### Problem statement
The entries below must be returned exactly as they stand.

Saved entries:
=== Section Start ===
PR #1480, opened 2019-10-24
Fix a few issues with go-bindata

### LINKED ISSUE #1033: Bindata assets don't get regenerated when a file is removed
This should fail:
```
rm -f pkg/addons/default/assets/coredns-1.12.json 
make test
```
But currently it doesn't as we don't detect that this file was deleted, to fix it one needs to run `go generate ./pkg/addons/default/` manually, after which the test will fail.

### LINKED ISSUE #1461: go-bindata generates sporadic diffs

### LINKED ISSUE #1463: GitHub build fails on diff on .build_image_manifest
**What happened?**

GitHub build fails on diff on `.build_image_manifest`, see also https://github.com/weaveworks/eksctl/runs/265316014 for https://github.com/weaveworks/eksctl/pull/1457.
Running the command suggested by the build's hints doesn't change/update any file.

GitHub builds to pass, just like CircleCI builds.

errordeveloper:
- always generate go-bindata assets
- fixes #1461
- fixes #1033
- fixes #1463


errordeveloper:
Will re-run the build once new image is in Docker Hub...

Makefile
```diff
@@ -127,51 +131,38 @@ delete-integration-test-dev-cluster: build ## Delete the test cluster for use wh
...
 ##@ Code Generation
 
-.PHONY: print-go-bindata-version
-# In order to help debug issues & discrepancies when building:
-print-go-bindata-version:
-	go-bindata --version
+.PHONY: generate-always
+generate-always: ## Generate code (required for every build)
+	@# go-bindata targets must run every time, as dependencies are too complex to declare in make:
+	@# - deleting an asset is breaks the dependencies
```
martina-if:
```suggestion
	@# - deleting an asset breaks the dependencies
```

Makefile
```diff
@@ -127,51 +131,38 @@ delete-integration-test-dev-cluster: build ## Delete the test cluster for use wh
...
+	@# - different version of go-bindata generate different code
```
martina-if:
```suggestion
	@# - different versions of go-bindata generate different code
```

Makefile
```diff
@@ -127,51 +131,38 @@ delete-integration-test-dev-cluster: build ## Delete the test cluster for use wh
...
-# static_resolver_ami.go doesn't only depend on files (it should be refreshed whenever a release is made in AWS)
-# so we need to forcibly generate it
 .PHONY: generate-ami
 generate-ami: ## Generate the list of AMIs for use with static resolver. Queries AWS.
 	time go generate ./pkg/ami
 
 site/content/usage/20-schema.md: $(call godeps,cmd/schema/generate.go)
 	time go run ./cmd/schema/generate.go $@
 
+deep_copy_helper_input = $(shell $(call godeps_cmd,./pkg/apis/...) | sed 's|$(generated_code_deep_copy_helper)||' )
```
martina-if: omg what is this? I see that it's just moved but....

Makefile
```diff
@@ -7,21 +7,25 @@ gocache := $(shell go env GOCACHE)
...
 
 generated_code_deep_copy_helper := pkg/apis/eksctl.io/v1alpha5/zz_generated.deepcopy.go
 
-all_generated_code := \
-  pkg/addons/default/assets.go \
+generated_code_aws_sdk_mocks := $(wildcard pkg/eks/mocks/*API.go)
+
+conditionally_generated_files := \
+  site/content/usage/20-schema.md \
+  $(generated_code_deep_copy_helper) $(generated_code_aws_sdk_mocks)
```
martina-if: We need to always generate these files during `make build`  too since otherwise the build/tests will fail when something changes.

If anything, I see the "always_generate_in_packages" more optional than these. Why the separation now?

Makefile
errordeveloper: Yeah, that's how go dependencies have to be calculated... it results in something like `go list -deps -f <fmtString> ... | sed ... | sed ...`. I am not entirely clear if it carries much of a benefit at the end of the day.

Makefile
errordeveloper: Deep copy helpers and AWS SDK mocks take long time.

The markdown schema has relatively dependencies, albeit slightly wrong at present. I didn't want to touch it as part of this.

marccarre: > take long time.
How long? (I'd rather have something reliably long, than unreliably slightly less long. 😅 )

Makefile
marccarre: So given:
```console
$ git rev-parse --show-toplevel
$GOPATH/src/github.com/weaveworks/eksctl
```
then:
```console
$ go list -deps -f '{{if not .Standard}}{{ $dep := . }}{{range .GoFiles}}{{$dep.Dir}}/{{.}} {{end}}{{end}}' ./pkg/apis/... | sed "s|$(git rev-parse --show-toplevel)/||g"
```
lists a bunch (currently 125 lines worth of) of dependencies, and the `sed` part of the comment simply makes it relative instead of absolute.

Questions:
1. Why do we need this? (My understanding is that `go list -deps ./pkg/apis/...` will reliably pick all Go modules that `./pkg/api/...` relies upon, and `make` will treat these as dependencies when building `pkg/apis/eksctl.io/v1alpha5/zz_generated.deepcopy.go`. Is that all there is to it?)
2. Why do we need the `sed` part to make these paths relative? If we don't could we remove it? If we do, could we get a comment explaining the reason why this is needed? (either in this PR or later)
3. Could we have a comment (either in this PR or later) explaining the `-f {{ ... }}` part?

Makefile
errordeveloper: I think mocks take on order of 30s-45s, and don't change most of the time.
=== Section End ===
### Reply to the exercise
PR #1480, opened 2019-10-24
Fix a few issues with go-bindata

### LINKED ISSUE #1033: Bindata assets don't get regenerated when a file is removed
This should fail:
```
rm -f pkg/addons/default/assets/coredns-1.12.json 
make test
```
But currently it doesn't as we don't detect that this file was deleted, to fix it one needs to run `go generate ./pkg/addons/default/` manually, after which the test will fail.

### LINKED ISSUE #1461: go-bindata generates sporadic diffs

### LINKED ISSUE #1463: GitHub build fails on diff on .build_image_manifest
**What happened?**

GitHub build fails on diff on `.build_image_manifest`, see also https://github.com/weaveworks/eksctl/runs/265316014 for https://github.com/weaveworks/eksctl/pull/1457.
Running the command suggested by the build's hints doesn't change/update any file.

GitHub builds to pass, just like CircleCI builds.

errordeveloper:
- always generate go-bindata assets
- fixes #1461
- fixes #1033
- fixes #1463


errordeveloper:
Will re-run the build once new image is in Docker Hub...

Makefile
```diff
@@ -127,51 +131,38 @@ delete-integration-test-dev-cluster: build ## Delete the test cluster for use wh
...
 ##@ Code Generation
 
-.PHONY: print-go-bindata-version
-# In order to help debug issues & discrepancies when building:
-print-go-bindata-version:
-	go-bindata --version
+.PHONY: generate-always
+generate-always: ## Generate code (required for every build)
+	@# go-bindata targets must run every time, as dependencies are too complex to declare in make:
+	@# - deleting an asset is breaks the dependencies
```
martina-if:
```suggestion
	@# - deleting an asset breaks the dependencies
```

Makefile
```diff
@@ -127,51 +131,38 @@ delete-integration-test-dev-cluster: build ## Delete the test cluster for use wh
...
+	@# - different version of go-bindata generate different code
```
martina-if:
```suggestion
	@# - different versions of go-bindata generate different code
```

Makefile
```diff
@@ -127,51 +131,38 @@ delete-integration-test-dev-cluster: build ## Delete the test cluster for use wh
...
-# static_resolver_ami.go doesn't only depend on files (it should be refreshed whenever a release is made in AWS)
-# so we need to forcibly generate it
 .PHONY: generate-ami
 generate-ami: ## Generate the list of AMIs for use with static resolver. Queries AWS.
 	time go generate ./pkg/ami
 
 site/content/usage/20-schema.md: $(call godeps,cmd/schema/generate.go)
 	time go run ./cmd/schema/generate.go $@
 
+deep_copy_helper_input = $(shell $(call godeps_cmd,./pkg/apis/...) | sed 's|$(generated_code_deep_copy_helper)||' )
```
martina-if: omg what is this? I see that it's just moved but....

Makefile
```diff
@@ -7,21 +7,25 @@ gocache := $(shell go env GOCACHE)
...
 
 generated_code_deep_copy_helper := pkg/apis/eksctl.io/v1alpha5/zz_generated.deepcopy.go
 
-all_generated_code := \
-  pkg/addons/default/assets.go \
+generated_code_aws_sdk_mocks := $(wildcard pkg/eks/mocks/*API.go)
+
+conditionally_generated_files := \
+  site/content/usage/20-schema.md \
+  $(generated_code_deep_copy_helper) $(generated_code_aws_sdk_mocks)
```
martina-if: We need to always generate these files during `make build`  too since otherwise the build/tests will fail when something changes.

If anything, I see the "always_generate_in_packages" more optional than these. Why the separation now?

Makefile
errordeveloper: Yeah, that's how go dependencies have to be calculated... it results in something like `go list -deps -f <fmtString> ... | sed ... | sed ...`. I am not entirely clear if it carries much of a benefit at the end of the day.

Makefile
errordeveloper: Deep copy helpers and AWS SDK mocks take long time.

The markdown schema has relatively dependencies, albeit slightly wrong at present. I didn't want to touch it as part of this.

marccarre: > take long time.
How long? (I'd rather have something reliably long, than unreliably slightly less long. 😅 )

Makefile
marccarre: So given:
```console
$ git rev-parse --show-toplevel
$GOPATH/src/github.com/weaveworks/eksctl
```
then:
```console
$ go list -deps -f '{{if not .Standard}}{{ $dep := . }}{{range .GoFiles}}{{$dep.Dir}}/{{.}} {{end}}{{end}}' ./pkg/apis/... | sed "s|$(git rev-parse --show-toplevel)/||g"
```
lists a bunch (currently 125 lines worth of) of dependencies, and the `sed` part of the comment simply makes it relative instead of absolute.

Questions:
1. Why do we need this? (My understanding is that `go list -deps ./pkg/apis/...` will reliably pick all Go modules that `./pkg/api/...` relies upon, and `make` will treat these as dependencies when building `pkg/apis/eksctl.io/v1alpha5/zz_generated.deepcopy.go`. Is that all there is to it?)
2. Why do we need the `sed` part to make these paths relative? If we don't could we remove it? If we do, could we get a comment explaining the reason why this is needed? (either in this PR or later)
3. Could we have a comment (either in this PR or later) explaining the `-f {{ ... }}` part?

Makefile
errordeveloper: I think mocks take on order of 30s-45s, and don't change most of the time.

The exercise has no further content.